As the source previously leaked to the media (and as covered in my article on this blog in July), it was  revealed then that Ryan O’Neal was not a beneficiary.  So the recent exposure of the trust document is nothing new on that front.  O’Neal said publicly that he was not surprised and had discussed with Fawcett that their son Redmond would be the biggest beneficiary.

So what did the trust reveal?  The real surprising part here isn’t that O’Neal was omitted (ex-boyfriends aren’t usually included in a trust).  Rather, to me, there were far more surprising elements, including that another of Fawcett’s ex-boyfriends, Gregory Lawrence Lott, received $100,000.  Further, her artwork was left to the University of Texas, her other personal property, including her household furnishings and vehicles, went to her nephew (who also received $500,000 outright), and her father received a trust fund of $500,000, from will benefit him while he is alive.  Fawcett’s charitable foundation is also a prominent beneficiary.

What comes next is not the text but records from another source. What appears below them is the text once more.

PR #2346, opened 2023-05-05
Export custom settings to text

ismaelestalayo:
Created a very simple function to export a game's custom settings (or global settings if custom are disabled) to text, so users can then easily share their configs in Discord (the button placement can be seen in the background of the screenshot as well):

image

If you are not a fan of ascii emojis, i could always just replace then by ON/OFF as well

### DIFF
--- a/app/src/main/java/emu/skyline/preference/ExportCustomSettingsPreference.kt
+++ b/app/src/main/java/emu/skyline/preference/ExportCustomSettingsPreference.kt
@@ -1,0 +1,78 @@
+/*
+ * SPDX-License-Identifier: MPL-2.0
+ * Copyright © 2023 Skyline Team and Contributors (https://github.com/skyline-emu/)
+ */
+
+package emu.skyline.preference
+
+import android.content.Context
+import android.util.AttributeSet
+import androidx.preference.Preference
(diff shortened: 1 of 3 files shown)


app/src/main/java/emu/skyline/preference/ExportCustomSettingsPreference.kt
```diff
@@ -48,15 +48,16 @@ class ExportCustomSettingsPreference @JvmOverloads constructor(context : Context
                 - Docked: $systemIsDocked
                 
                 GPU
-                - Driver: $gpuDriver (executors: $gpuExecSlotCount slots, threshold of $gpuExecFlushThreshold)
+                - Driver: $gpuDriver
+                - Executors: $gpuExecSlotCount slots, threshold of $gpuExecFlushThreshold)
```
AbandonedCart, line 52: There is no `(` to go along with the `)`

ismaelestalayo: fixed!

nickbeth (commented):
FWIW now, I would have left some comments on your code, but overall your contribution was fine.

PR #177, opened 2022-11-20
Slight change to algortihm 

chiraggandhi123:
It will give good suggestions of closestPackage


src/hooks/usePantry.ts
```diff
@@ -194,6 +194,7 @@ async function getClosestPackageSuggestion(orgPkg: string): Promise<string> {
     pkgList.push(project)
   }
   for (const pkgName of pkgList) {
+    if(pkgName.includes(orgPkg)) return pkgName;
```
mxcl, line 197: seems a little overkeen, but we'll see how it goes. Approved and thanks.

chiraggandhi123: Your welcome :smile:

Who will manage this trust?  Fawcett’s business manager and producer, Richard Francis.  He will be charged with the difficult task of overseeing these bequests — and more importantly — the trust fund established for Fawcett’s troubled son, Redmond.

It has been widely reported that Redmond has struggled with drug addiction for years.  Fawcett obviously knew this when she created this particular trust document on August 9, 2007.  So, instead of leaving him money outright, she left $4.5 million to be used for his benefit through a trust fund.  When he passes away, what is left from that fund will go onto her charitable foundation.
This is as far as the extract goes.